# Cleveland Metroparks fishing report



## Cleveland Metroparks (Dec 14, 2005)

FYI, Cleveland Metroparks maintains a weekly fishing report on the web that, among other things, focuses on steelhead fishing in the Rocky and Chagrin rivers. Every week a good bunch of reader submitted photos are also included. The report includes the latest stocking and event information, too, and is updated on Thursdays: http://blogs.clemetparks.com/rocky-river-fishing-report/

Mike


----------



## JFeeds (Apr 14, 2008)

OGF, the metroparks blog, and the family I have in North Olmsted/Berea are my go-to resources for Rocky River. Great info!


----------



## salmon king (Aug 20, 2008)

Cleveland Metroparks said:


> FYI, Cleveland Metroparks maintains a weekly fishing report on the web that, among other things, focuses on steelhead fishing in the Rocky and Chagrin rivers. Every week a good bunch of reader submitted photos are also included.
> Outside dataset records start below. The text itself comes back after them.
PR #468, opened 2026-02-24
Implement rename_collection function overloading for full BSON support

v-sathvik:
- Add BSON signature for rename_collection in Extension
- Update Gateway to pass full BSON for rename_collection
- Add rename_collection BSON regression tests

#### Summary: 
Currently the Gateway extracted 4 scalar fields (source_db, source_collection, target_collection, drop_target) from the client's OP_MSG BSON and passed them individually to the Extension. This discarded session info (lsid), writeConcern, and other fields.

This change adds a new BSON-accepting signature `rename_collection(bson)` so the Gateway passes the complete client BSON to the Extension. The Extension parses the BSON internally to extract the needed fields. The legacy text signature `rename_collection(text, text, text, bool)` is preserved for backward compatibility.

Related to #440


pg_documentdb/sql/udfs/schema_mgmt/rename_collection--0.110-0.sql
```diff
@@ -24,4 +24,23 @@ LANGUAGE c
...
+CREATE OR REPLACE FUNCTION __API_SCHEMA_V2__.rename_collection(
+    p_commandspec __CORE_SCHEMA_V2__.bson)
+RETURNS void
+LANGUAGE c
+VOLATILE PARALLEL UNSAFE
+AS 'MODULE_PATHNAME', $function$command_rename_collection_by_bson_spec$function$;
+COMMENT ON FUNCTION __API_SCHEMA_V2__.rename_collection(__CORE_SCHEMA_V2__.bson)
+    IS 'rename a collection';
+
+CREATE OR REPLACE FUNCTION documentdb_api_v2.rename_collection(
```
AndrewKhoma, line 39: this is question to @safern and @visridha, why do we need documentdb_api_v2 if we already declared the function with __API_SCHEMA_V2__?

pg_documentdb/src/commands/rename_collection.c
```diff
@@ -21,38 +21,108 @@
...
+typedef struct RenameCollectionArgs
+{
+	char *databaseName;
+	char *sourceCollectionName;
+	char *targetCollectionName;
+	bool dropTarget;
+} RenameCollectionArgs;
+
+static void ParseRenameCollectionSpec(pgbson *commandSpec, RenameCollectionArgs *args);
+static void ExecuteRenameCollection(char *databaseName, char *sourceCollectionName,
```
AndrewKhoma: can we share this function (e.g. put it somewhere in .h file and drop static here?)

pg_documentdb/src/test/regress/sql/rename_collection_bson_spec.sql
```diff
@@ -0,0 +1,48 @@
...
+-- verify old name gone, new name has data
+SELECT count(*) FROM documentdb_api.collection('rename_bson_db','source_coll');
+SELECT count(*) FROM documentdb_api.collection('rename_bson_db','target_coll');
+
+-- Test 2: rename to existing name without dropTarget → ERROR
+SELECT documentdb_api.create_collection('rename_bson_db','existing_coll');
+SELECT documentdb_api.rename_collection('{"renameCollection": "rename_bson_db.target_coll", "to": "rename_bson_db.existing_coll"}'::documentdb_core.bson);
+
+-- Test 3: rename with dropTarget=true → succeeds
+SELECT documentdb_api.rename_collection('{"renameCollection": "rename_bson_db.target_coll", "to": "rename_bson_db.existing_coll", "dropTarget": true}'::documentdb_core.bson);
```
AndrewKhoma, line 22: should we also change the other sql tests to use a new bson body? so we can retire the old rename_collection in 2 releases?

AndrewKhoma: i see at least one such in `collection_management.sql`

pg_documentdb_gw/src/processor/data_description.rs
```diff
@@ -169,14 +165,7 @@ pub async fn process_rename_collection(
     }
```
AndrewKhoma: should we move this logic to the backend too? so the gateway remains slim and don't do any payload parsing at all?

pg_documentdb/sql/udfs/schema_mgmt/rename_collection--0.110-0.sql
```diff
@@ -24,4 +24,23 @@ LANGUAGE c
...
+    p_commandspec __CORE_SCHEMA_V2__.bson)
+RETURNS void
```
visridha: Why not return the bson spec response (in case we need to update this in the future to return something more than ok: 1

pg_documentdb/src/commands/rename_collection.c
```diff
@@ -21,38 +21,108 @@
...
+			targetNamespace = pstrdup(element.bsonValue.value.v_utf8.str);
+		}
+		else if (strcmp(element.path, "dropTarget") == 0)
+		{
+			EnsureTopLevelFieldType("dropTarget", &specIter, BSON_TYPE_BOOL);
+			args->dropTarget = element.bsonValue.value.v_bool;
+		}
+		else if (!IsCommonSpecIgnoredField(element.path))
+		{
+			elog(DEBUG1, "Unrecognized command field: renameCollection.%s", element.path);
```
visridha: Any reason not to fail on unrecognized fields?

visridha: Also nit on style: prefer to use ereport than elog

pg_documentdb/src/commands/rename_collection.c
```diff
@@ -21,38 +21,108 @@
...
+	if (sourceNamespace == NULL || targetNamespace == NULL)
 	{
-		ereport(ERROR, (errmsg("collection target name cannot be NULL")));
+		ereport(ERROR, (errcode(ERRCODE_DOCUMENTDB_BADVALUE),
+						errmsg("renameCollection command must specify both renameCollection and to fields")));
+	}
+
+	/* Split "db.collection" into separate parts */
+	char *sourceDot = strchr(sourceNamespace, '.');
+	char *targetDot = strchr(targetNamespace, '.');
```
visridha: Do we need to validate sourceDB == targetDB?

pg_documentdb/src/commands/rename_collection.c
```diff
@@ -21,38 +21,108 @@
...
 	}
 
-	Datum database_datum = PG_GETARG_DATUM(0);
-	Datum collection_datum = PG_GETARG_DATUM(1);
-	Datum new_collection_datum = PG_GETARG_DATUM(2);
-	bool drop_target = PG_ARGISNULL(3) ? false : PG_GETARG_BOOL(3);
+	*sourceDot = '\0';
+	*targetDot = '\0';
+
+	args->databaseName = sourceNamespace;
```
visridha: sourceNamespace is the full thing with the dots right?

pg_documentdb/src/commands/rename_collection.c
```diff
@@ -21,38 +21,108 @@
...
-	if (PG_ARGISNULL(2))
+	if (sourceNamespace == NULL || targetNamespace == NULL)
 	{
-		ereport(ERROR, (errmsg("collection target name cannot be NULL")));
+		ereport(ERROR, (errcode(ERRCODE_DOCUMENTDB_BADVALUE),
+						errmsg("renameCollection command must specify both renameCollection and to fields")));
+	}
+
+	/* Split "db.collection" into separate parts */
+	char *sourceDot = strchr(sourceNamespace, '.');
```
visridha: nit: If you use StringView there's convenience APIs for FindSubstring/Suffix etc that deal with this stuff.

pg_documentdb/src/commands/rename_collection.c
```diff
@@ -21,38 +21,108 @@
...
+	{
+		ereport(ERROR, (errcode(ERRCODE_DOCUMENTDB_BADVALUE),
+						errmsg("Invalid namespace format, expected 'database.collection'")));
 	}
 
-	Datum database_datum = PG_GETARG_DATUM(0);
-	Datum collection_datum = PG_GETARG_DATUM(1);
-	Datum new_collection_datum = PG_GETARG_DATUM(2);
-	bool drop_target = PG_ARGISNULL(3) ? false : PG_GETARG_BOOL(3);
+	*sourceDot = '\0';
```
visridha: Why mutate the string?

pg_documentdb_gw/src/processor/data_description.rs
visridha: Move these validations to the backend and remove this logic from here?

pg_documentdb/src/commands/rename_collection.c
v-sathvik: Agreed.

pg_documentdb/src/test/regress/sql/rename_collection_bson_spec.sql
v-sathvik: We already have BSON specific tests in rename_collection_bson_spec.sql which covers all the cases. Regarding retiring the old text signature , we kept it intentionally because metadata/collection.c:RenameCollection() is a C-level wrapper that calls the 4-param text signature via SPI.  So the old signature cannot be retired yet without also updating that wrapper. Should we do that as part of this PR, or track it as a follow-up?

pg_documentdb_gw/src/processor/data_description.rs
v-sathvik: Agreed. Yes make sense.

pg_documentdb/sql/udfs/schema_mgmt/rename_collection--0.110-0.sql
v-sathvik: Agreed! We initially followed the same RETURNS void pattern as the existing signature, but returning bson makes sense  for future extensibility. Fixed, the BSON overload now returns bson with { "ok": 1.0 }.

pg_documentdb/src/commands/rename_collection.c
v-sathvik: I will address this in the next revision. After the fix, Unknown fields now fail with an UNKNOWNBSONFIELD error.

pg_documentdb/src/commands/rename_collection.c
v-sathvik: Yes,  added the validation right after the split. Without it, the target database name gets discarded and cross-database rename silently happens within the source database, returning { ok: 1 } with wrong behavior.

pg_documentdb/src/commands/rename_collection.c
v-sathvik: Yes, correct sourceNamespace starts as the full "db.collection" string. We overwrite the dot with \0 so it reads as just the db name. But this might be confusing , will replace this approach with StringView as suggested in the below comment.

pg_documentdb/src/commands/rename_collection.c
v-sathvik: Agreed, we didn't need to. Replaced with StringView which avoids the mutation entirely.

pg_documentdb/src/commands/rename_collection.c
v-sathvik: Agreed.

pg_documentdb_gw/src/processor/data_description.rs
v-sathvik: Ack.

pg_documentdb/src/test/regress/sql/rename_collection_bson_spec.sql
AndrewKhoma: let's do it in a follow-up and create a tracking issue/work item to retire old signature

AndrewKhoma (commented):
thanks for your changes! can you, please, rebase to the latest main and populate some tests in pg_documentdb_gw/documentdb_tests/ to ensure that the schema is correctly defined in gateway and add some sanity tests to see the error propagation from backend to gateway, thanks!

pg_documentdb_gw/documentdb_tests/src/commands/rename_collection.rs
```diff
@@ -0,0 +1,132 @@
...
+        .await?;
+    db.collection::<Document>("coll_b")
+        .insert_one(doc! { "_id": 2, "from": "b" })
+        .await?;
+
+    let result = db
+        .run_command(doc! {
+            "renameCollection": ns(db, "coll_a"),
+            "to": ns(db, "coll_b"),
+            "dropTarget": true,
```
AndrewKhoma, line 62: let's also validate that the original target was dropped

pg_documentdb/sql/udfs/schema_mgmt/rename_collection--0.110-0.sql
safern: This is for RBAC support that is in development. While that is in development we need to have both APIs because of the different GRANTs between the roles

pg_documentdb_gw/documentdb_gateway_core/src/processor/data_description.rs
```diff
@@ -112,69 +112,8 @@ pub async fn process_rename_collection(
...
     pg_data_client
-        .execute_rename_collection(
-            request_context,
-            source_db,
-            source_coll,
-            target_coll,
-            drop_target,
-            connection_context,
-        )
+        .execute_rename_collection(request_context, connection_context)
```
AndrewKhoma, line 116: i'm thinking about the cases if someone is running fresh gateway, but haven't updated their pg extension should we add some sort of version check saying that if the version is less than 110, then do the old style and if the version is equal or greater than 110 then follow a new code path

if that's too much to ask we can leave it as a follow-up, cause it's more of the infra task that is not implemented in this codebase. we can chat more about this over the Discord, lmk

pg_documentdb/include/commands/rename_collection.h
```diff
@@ -0,0 +1,31 @@
...
+{
+	char *databaseName;
+	char *sourceCollectionName;
+	char *targetCollectionName;
+	bool dropTarget;
+} RenameCollectionArgs;
+
+void ParseRenameCollectionSpec(pgbson *commandSpec, RenameCollectionArgs *args);
+void ExecuteRenameCollection(char *databaseName, char *sourceCollectionName,
+							 char *targetCollectionName, bool dropTarget);
```
safern, line 29: Do we need to export this on a header file? It seems like all these will just be used by rename_collection and a single file, so I don't think it needs to be exported.

pg_documentdb_gw/documentdb_gateway_core/src/processor/data_description.rs
v-sathvik: Yes, lets do this as a follow up,  we can discuss this over Discord.

pg_documentdb/include/commands/rename_collection.h
v-sathvik: Initially I had implemented it the same way,  keeping the functions static within rename_collection.c without a header. But  a previous comment on this PR (https://github.com/documentdb/documentdb/pull/468#discussion_r2849707523)  suggested sharing these functions by putting  them in a header file, so we implemented it that way. 

Can revert back to the original approach,  let me know which direction you'd prefer.

pg_documentdb_gw/documentdb_tests/src/commands/rename_collection.rs
```diff
@@ -0,0 +1,143 @@
...
+        })
+        .await?;
+
+    assert_eq!(result.get_f64("ok").unwrap(), 1.0);
+
+    let doc = db
+        .collection::<Document>("coll_b")
+        .find_one(doc! {})
+        .await?
+        .unwrap();
```
AndrewKhoma, line 72: nit: why do we need unwrap here?

AndrewKhoma (approved):

pg_documentdb_gw/documentdb_tests/src/commands/rename_collection.rs
v-sathvik: find_one returns `Option<Document>`, so after `.await?` we have an Option. We need to unwrap it to extract the Document before we can call doc.get_str("from") on the next line.

pg_documentdb/include/commands/rename_collection.h
safern: I would leave this to whatever you prefer to do it, either way works for us. Thanks for clarifying!

v-sathvik: Thank you! In that case, I will leave it as it is.

visridha (approved):

safern (approved):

The report includes the latest stocking and event information, too, and is updated on Thursdays: http://blogs.clemetparks.com/rocky-river-fishing-report/
> 
> Mike


Where are the Chagrin reports????


----------



## Mepps3 (Apr 23, 2006)

Thanks Mike for taking the time to put out a report. I enjoy the report and pictures.


----------



## brunmaster (Mar 23, 2011)

always look forward to your fishing report and pictures.great job mike.thank you , bob


----------